Track Listing:
- Brutal Fractures (22.52mins)
Available: Digital Download from Bandcamp
‘Brutal Fractures reflects my fascination with Brutalist Monuments: concrete snapshots that capture a significant moment in history. It also represents the fracturing of the human psyche in response to trauma. Concrete, like the psyche, wears, weathers and erodes. It suffers through experience and its’ interaction with the world, the elements, the environment, the people… but, like the survival instinct of the traumatised brain, it remains resolute’ Susan Matthews, June 2017
Composed & Produced by Susan Matthews, 2017
Release Date 30th June 2017 by Sonic Oyster Records – Limited to 50 CDR
Susan Matthews: Piano, Voice, Percussion, Field Recordings, Yamaha PSS-480 Keyboard, Toys, Electronics
Mark Ingram: Bass Guitar
Reviews:
Susan Matthews, Brutal Fractures
Here we have more music by Susan Matthews of which I reviewed ‘From Veliko’ in Vital Weekly 1043 as the most recent release from her. On her first release she played pieces by Erik Satie (Vital Weekly 810) and a bit of piano is also part of this new release. On her new release she is inspired by “Brutalist Monuments: concrete snapshots that capture a significant moment in history. It also represents the fracturing of the human psyche in response to trauma. Concrete, like the psyche, wears, weathers and erodes” and she makes this audible with the use of piano, voice, percussion, field recordings, Yamaha PSS-480 Keyboard, toys and electronics, with Mark Ingram supplying bass guitar. It’s not that I recognized all of these instruments I must admit, but the main theme, which is ‘erosion’ so I believe is certainly something I think to hear in this music. It is one long piece, of twenty-two minutes and starts out with some far away, low humming synthesizer, which eventually slowly fades over in percussive sounds, light and unorganised. Following a very soft voice and drum sounds the next lengthy bit is more coherent eroded piece of percussion and synthesizer, with the whole end bit, the last six minutes a heavily amplified bass guitar and no doubt some extra treatments. Piano I noted was only at the very end of this. An excellent, well thought out piece of music, which again was a bit too short for my taste.
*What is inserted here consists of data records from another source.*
PR #2016, opened 2024-06-16
Add support for Inkbird IBT-26S - BBQ thermometer

nima-1102:
I have added support for the Inkbird IBT-26S BBQ thermometer and have tested its functionality.


custom_components/tuya_local/devices/inkbird_ibt_26s_thermometer.yaml
```diff
@@ -0,0 +1,292 @@
...
+      - id: 112
+        type: integer
+        name: sensor
+        unit: C
+        class: measurement
+
+  - entity: select
+    translation_key: temperature_unit
+    category: config
+    dps:
```
make-all, line 92: Does this not affect any of the sensor readings?

custom_components/tuya_local/devices/inkbird_ibt_26s_thermometer.yaml
```diff
@@ -0,0 +1,292 @@
...
+            value: celsius
+  - entity: sensor
+    class: battery
+    category: diagnostic
+    dps:
+      - id: 101
+        type: integer
+        name: sensor
+        unit: "%"
+  - entity: number
```
make-all, line 109: May be better emulated as a light.

custom_components/tuya_local/devices/inkbird_ibt_26s_thermometer.yaml
```diff
@@ -0,0 +1,292 @@
...
+          max: 100
+  - entity: switch
+    name: Alarm Sound
+    category: config
+    dps:
+      - id: 104
+        type: boolean
+        name: switch
+  - entity: sensor
+    name: Status Code
```
make-all, line 129: Does this need to be a sensor?

I think it would be better as an enum class sensor with values mapped to descriptions of the actual meaning of the status codes. If the codes are not known, then maybe an attribute on another entity is enough.

custom_components/tuya_local/devices/inkbird_ibt_26s_thermometer.yaml
```diff
@@ -0,0 +1,292 @@
...
+    name: Alarm Probe 1
+    category: diagnostic
+    icon: "mdi:alarm-light"
+    dps:
+      - id: 120
+        type: string
+        name: option
+        optional: true
+        mapping:
+          - dps_val: "EAAAAAAKBw=="
```
make-all, line 219: I don't think the alarm is this simple. That is "On with some specific setting".  Maybe it is better to just leave the alarms as attributes on the temperature probe entities, and let the user set it in the official app, where all the functions are available.

custom_components/tuya_local/devices/inkbird_ibt_26s_thermometer.yaml
nima-1102: This has no influence on the sensor values, only the display on the device is changed.

custom_components/tuya_local/devices/inkbird_ibt_26s_thermometer.yaml
nima-1102: I have adjusted the range minimum to 5% instead of 0%, is there a light entity without an on and off switch integrated?

custom_components/tuya_local/devices/inkbird_ibt_26s_thermometer.yaml
nima-1102: I looked at it again and added a Bluetooth & Battery state sensor instead, works well.

custom_components/tuya_local/devices/inkbird_ibt_26s_thermometer.yaml
nima-1102: I don't use the official app, just Homeassistant, so I have the option of triggering the alarm sound for a sensor via automation. It works great, otherwise you would have to use multiple apps. For this reason it is optional.

custom_components/tuya_local/devices/inkbird_ibt_26s_thermometer.yaml
make-all: Yes, lights can have just a brightness dp. If the brightness does not go down to 0, they will not be presented with a switch in the UI.

make-all: There is also `translation_key: backlight` or `translation_key: display` which can be used with light in place of an explicit name and icon.

custom_components/tuya_local/devices/inkbird_ibt_26s_thermometer.yaml
```diff
@@ -0,0 +1,330 @@
...
+    dps:
+      - id: 102
+        type: integer
+        name: value
+        unit: '%'
+        range:
+          min: 5
+          max: 100
+  - entity: switch
+    name: Alarm Sound
```
make-all, line 157: Maybe add `icon: "mdi:bullhorn"` or similar.

custom_components/tuya_local/devices/inkbird_ibt_26s_thermometer.yaml
make-all: By contributing to this project, you are not just meeting your immediate needs, but making this available for everyone. So I don't agree with implementing this as "On" and "Off" with your personally preferred settings.  If you just want your own custom solution, you would be better using localtuya.

custom_components/tuya_local/devices/inkbird_ibt_26s_thermometer.yaml
nima-1102: I've tried that several times, it's always presented as a slider with a switch in the UI. I changed it anyway, maybe I did something wrong.

custom_components/tuya_local/devices/inkbird_ibt_26s_thermometer.yaml
nima-1102: I'm not merely "meeting my immediate needs;" rather, I have articulated a useful purpose for this type of function. The implementation doesn't necessarily have to be exactly as I described, but I haven't found any other way to trigger the device's alarm. I've now simply changed it to a switch. If it really shouldn't be there at all, I can remove it.

I'm open to suggestions on how to implement this or a similar function while also retaining the ability to trigger the alarm.

make-all: Ideally I think if the bit that controls off/on can be determined, that can be exposed as an off / on switch.  But exposing it like now with a particular full setting of the alarm presumes that everyone will want the same settings as you, which I think is wrong.  I would rather it be a read-only attribute than to expose a switch that is geared to a single use case.

make-all: The two settings you have now decode to the following 48bit values (HEX):

- ON  100000000007
- OFF 00aa05000007

Most likely that 10 in the first byte is the on/off bit, but it isn't clear why the following two bytes are different in the off value.

custom_components/tuya_local/devices/inkbird_ibt_26s_thermometer.yaml
```diff
@@ -0,0 +1,342 @@
...
+          - dps_val: 2580
+            value: 1
+  - entity: binary_sensor
+    name: Bluetooth
+    icon: mdi:bluetooth
+    category: diagnostic
+    class: connectivity
+    dps:
+      - id: 128
+        type: boolean
```
make-all, line 133: The dps_vals in the mapping are integers.  I suspect this should be a bitfield, and only one bit is needed to be defined in the mapping as indicating true, rather than filtering out specific values as false or true as now.

I think the correct mapping would be:
```
- id: 128
  type: bitfield
  name: sensor
  mapping:
    - dps_val: 4
      value: true
    - value: false
```

custom_components/tuya_local/devices/inkbird_ibt_26s_thermometer.yaml
```diff
@@ -0,0 +1,342 @@
...
+        name: sensor
+        mapping:
+          - dps_val: 4624
+            value: 0
+          - dps_val: 4628
+            value: 1
+          - dps_val: 2576
```
make-all, line 122: My guess is the correct mapping here would be:
```
- id: 128
  type: bitfield
  name: sensor
  mapping:
    - dps_val: 2048
      value: true
    - value: false
```

custom_components/tuya_local/devices/inkbird_ibt_26s_thermometer.yaml
```diff
@@ -0,0 +1,342 @@
...
+    name: Battery level
+    class: battery
+    category: diagnostic
+    dps:
+      - id: 101
+        type: integer
+        name: sensor
+        unit: "%"
+  - entity: binary_sensor
+    name: Battery state
```
make-all, line 110: You do not need the name, if the class is set and unique  Leaving out the name allows HA provided translations to be used.

custom_components/tuya_local/devices/inkbird_ibt_26s_thermometer.yaml
```diff
@@ -0,0 +1,342 @@
...
+          - dps_val: 4628
+            value: false
+          - dps_val: 2576
+            value: true
+          - dps_val: 2580
+            value: true
+  - entity: light
+    translation_key: backlight
+    category: config
+    icon: "mdi:brightness-percent"
```
make-all, line 147: Suggest to leave out icon when translation key is provided.

custom_components/tuya_local/devices/inkbird_ibt_26s_thermometer.yaml
nima-1102: I tested it and it doesn't work, my current config works without any problems.

custom_components/tuya_local/devices/inkbird_ibt_26s_thermometer.yaml
nima-1102: I tested it and it doesn't work, my current config works without any problems.

custom_components/tuya_local/devices/inkbird_ibt_26s_thermometer.yaml
nima-1102: Okay, I don't know enough about that, so I removed everything.

custom_components/tuya_local/devices/inkbird_ibt_26s_thermometer.yaml
make-all: Did your test also include fixing the type (it is definitely not boolean)?

custom_components/tuya_local/devices/inkbird_ibt_26s_thermometer.yaml
make-all: Likewise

Frans de Waard, Vital Weekly Issue 1095, August 2017
Susan Matthews, Brutal Fractures
Susan Matthews steps away from her own Sirenwire label for Brutal Fractures, releasing through Andrew Paine’s Sonic Oyster Records. A single 23 minute long avantgarde piece reflecting on brutalist monuments and the human psyche and their common traits. Sometimes atonal and abstracts, made up of a lot of found sound, switching into archival music and heavy drones. Tiny edition of 50 CDRs.
This toy instrument drone sees Susan Matthews release on Andrew Paine’s Sonic Oyster label, taking a brief sabbatical from her postcard avant-garde label Siren Wire, which recently offered the compacted and claustrophobic meditations of ‘From Veliko’. Here, Matthews focuses her ambience on brutalist monuments and their displacement from history — it speaks to their place in time as well as their inevitable place lodged our present.
Ambient artist Chihei Hatekayama recently dug up a little quote from Goethe comparing music to architecture, and it has its place here: he said that “Music is liquid architecture; Architecture is frozen music.” It’s this kind of thinking that seems present in Matthews’ music, which describes brutalism through both stasis and movement. Matthews keeps a solid tone brooding through the backdrop of this piece, but implements rattling percussion, sludgy beats and half-lost voices, creating a feeling of human disorientation around and inside the rigid monuments.
Matthews herself compares these concrete structures to “the psyche”, suggesting that its permanence is changed by everything around it. Hearing many of these rumbling, resonant sounds, you can imagine voices coming from within these buildings, or heavy percussive climaxes as dissolving forces on a once pristine object. This twenty-three minute slab of ambient rubble not only focuses on these structures — it also processes their decay.